For managerial level staff, 36% of respondents are likely to cut 10% to 20% of the salary, while 28% are likely to cut pay in the range of between 5% and 20%. For executives, 54% of employers surveyed are likely to cut pay in the range of 5%-10%, while 51.7% of respondents are likely to cut for non-executive salaries in the range of 5% to 20%.

“Majority of companies in unionised environment (62%) are unable to negotiate to implement cost- cutting measures to save jobs, resulting in 48% of these unionised companies having to resort to retrenchment or lay offs in the event that the unions refuse to accept the cost-cutting measures such as reduction in working days or hours,” FMM president Tan Sri Soh Thian Lai said in the same statement yesterday.

The government has stepped in to help employers with a RM10 billion assistance package aimed at SMEs to subsidise some wages.

However, Malaysian Employers Federation ED Datuk Shamsuddin Bardan said many companies will have to cut salaries further if the MCO, which has shuttered many businesses for more than 30 days, continues for an extended period.

“The (salary cuts) rates are measured generally between 5% and 15%, and these are only the beginning. In the event that the MCO is extended further, companies have to take further action.

“As far as the executives are concerned, negotiations are important to see how the employees perceive the pay cut before employers could implement it as at the end of the day, companies have to still be ‘in business’ in order to pay salary,” he told The Malaysian Reserve (TMR).
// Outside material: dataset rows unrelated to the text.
PR #586, opened 2026-08-04
Answer "not served" the way the docstrings promise

trailro:
## What

Three wrappers document a graceful answer for a device that does not serve their RPC:

- `WiFi.scan()` — "Empty when the device does not serve it"
- `PitBoss.get_loader_version()` — "`None` when the grill does not serve `PBL.GetLoaderVersion`"
- `PitBoss.scan_wifi_networks()` — "Empty if … the grill serves no loader"

None of that was true. An unserved method is answered with an error frame, which `send_command` raises as `RPCError` — the `isinstance` guards only cover a *successful* reply of the wrong shape. The tests certified the docstrings by mocking replies the "does not serve it" case cannot produce (`send_command` returning `None`).

## Why the fix is a fix and not a doc change

Verified against a live grill: an unknown method answers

He said the government’s three-month wage subsidy programme will help SMEs pay their 4.8 million workers, but the economic impact of the coronavirus could linger beyond the three months.

“The government offers a good lifeline through the wage subsidy programme, but the impact could remain beyond three months and when the time comes, the government needs to relook at the package and see if employers can be assisted further,” he said.

According to the Finance Ministry, 31,000 employers have applied for the wage subsidy involving 299,000 workers. It said 98% of applicants employ 75 people or less. The subsidy involves a fund of RM307 million.

For the employee retention programme, as of April 12, 6,900 business owners have submitted applications for some 47,000 workers.

Some RM28.6 million will be needed to fulfil these applications.

In March, Genting Singapore plc announced its executives and senior management have agreed to pay cuts to help to offset the impact of the coronavirus on its earnings.

Genting Malaysia has also closed the doors at Resorts World Genting since March 18 due to the coronavirus.

Satake Technologies Sdn Bhd MD Datuk Palaniappan Joseph, who is also a director at the Human Resources Development Fund, said companies have to be cautious of their operational capacity in implementing cost-cutting measures.

“Companies have to consider the best solution to ensure employees’ retention because it will be a primary concern post-MCO in order for a company to operate efficiently.

“Despite the crisis, companies need to look at post-recovery strategies, which also involves having the ability of the right and skilful people to operate,” he said. Palaniappan said with the current situation, companies are exploring various options to sustain their business, while salary reduction should be explored as one of the measures.

“In the short run, various approaches are being explored by companies and it is not a one policy fits all.

“According to the Code of Conduct for Industrial Harmony, the survival of the business is the primary factor, but the method to apply that results to manpower reduction should be explored as the last resort.

“But at the end of the day, if the businesses are unable to sustain their operation, salary reduction may be inevitable,” he said.

Palaniappan stressed that mutual discussion is indispensable given the current situation to ensure companies’ survivability and better addressed their cashflow.